Damian didn’t lower his rifle yet. “And just how did you find out he was a she?” he asked doubtfully. “It’s not something she goes around mentioning.”
“The heck she didn’t. She told me, and she was plumb indignant about it, too, for me callin’ her a boy. That purely ticked her off.”
“You’re lying again…”
“I’m not, I tell you! It was like this. She got shot in the head. The wound wasn’t all that bad, but because of it, her memory went fishin’. She couldn’t rightly recall nothin’ ’bout herself, and I guess that included why she was pretendin’ to be a boy.”
Damian sighed at that point, his own suspicions confirmed. He lowered the rifle, then said, “She’s really lost her memory?”
Bucky nodded, adding, “She was a mite upset about it, too. Understandable, though. Think I’d go crazy myself if I couldn’t remember my own name.”
“You said you helped her. How?”
“I was gonna try and talk her into leaving the area; that’s why I brought her here. But when I figured out she didn’t know why she’d been shot, well, I fetched her some clean clothes, helped her get all the blood off her head, and put her on the train headin’ back east.”
“What?!” Damian exclaimed incredulously. “What the hell did you do that for?”
“’Cause it ain’t safe for her around here. And ’cause she wanted to find out who she is.”
Damian was about ready to shoot the man again, this time for his idiocy. “And how is she supposed to find out who she is on a damn train, not knowing where to go or who to talk to to ask?”

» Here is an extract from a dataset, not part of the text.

PR #354, opened 2022-05-09
Add dynamic/selectable theme support to the Advanced Compose add.

JohnNichol:
Give the user access to 4 different theme alternatives and a way to select them in the app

“Sheese, mister, I didn’t send her off blind,” Bucky said indignantly. “She’s headin’ over Waco way, to the K.C. Ranch. Her horse comes from there, leastways that’s where it got its brand from. Figured someone there might remember her, or at least remember the horse, fine-lookin’ as it is, and they’d be able to tell her who she is.”
Very well, so the man wasn’t a complete idiot, but still…
“It didn’t occur to you that I could do that? After all, we were traveling together.”
“Mister, with the kind of men that are after your head, I didn’t figure you’
d be alive long enough to help anyone. And I didn’t want that little lady involved in the hornet’s nest you stirred up. So I sent her lookin’ for answers where she might find them and not get shot at in the process. And hopefully, if she gets her memory back, she’ll be smart enough not to come back here.”
Damian sighed. There was no point in berating the man further, when all he’d done was try to help her in the end. He couldn’t have known that Casey’s father had given her that horse, nor would she have had the memory to point that out. And there was no telling whom her father had bought the animal from, or how many owners it had passed through before that. Casey was off chasing needles in a haystack.
And all Damian could do was follow…
Chapter 36
It was a frustrating dilemma, whether to chase down Casey immediately or finish with Curruthers first. Curruthers was only a day away, just needed a final confrontation. But Casey, there was no telling how long it would take Damian to catch up with her.
And where would she go after she reached Waco and found no help there? Would she even think to come back to Sanderson to find her answers? Or had she lost her amazing deductive reasoning along with her memory?
The train schedule decided the matter for him. The next eastbound train due to depart Sanderson wouldn’t be leaving for another four days. Damian could finish his business here in that amount of time. He could even catch up on some much-needed sleep before heading north to Culthers in the morning, which was what he did.
He should have skipped the sleep, however. Timing turned out to be more important than he’d figured. If he had only gotten back to Culthers a few hours sooner, he might have been able to prevent the gunfight he arrived to witness—and the all-out battle that followed…
Entering Barnet’s Saloon in Culthers dressed as she was wasn’t a good idea. So Casey waited, and sure enough, Jack and his campaign crew filed out of the saloon around lunchtime to head to the restaurant across the street.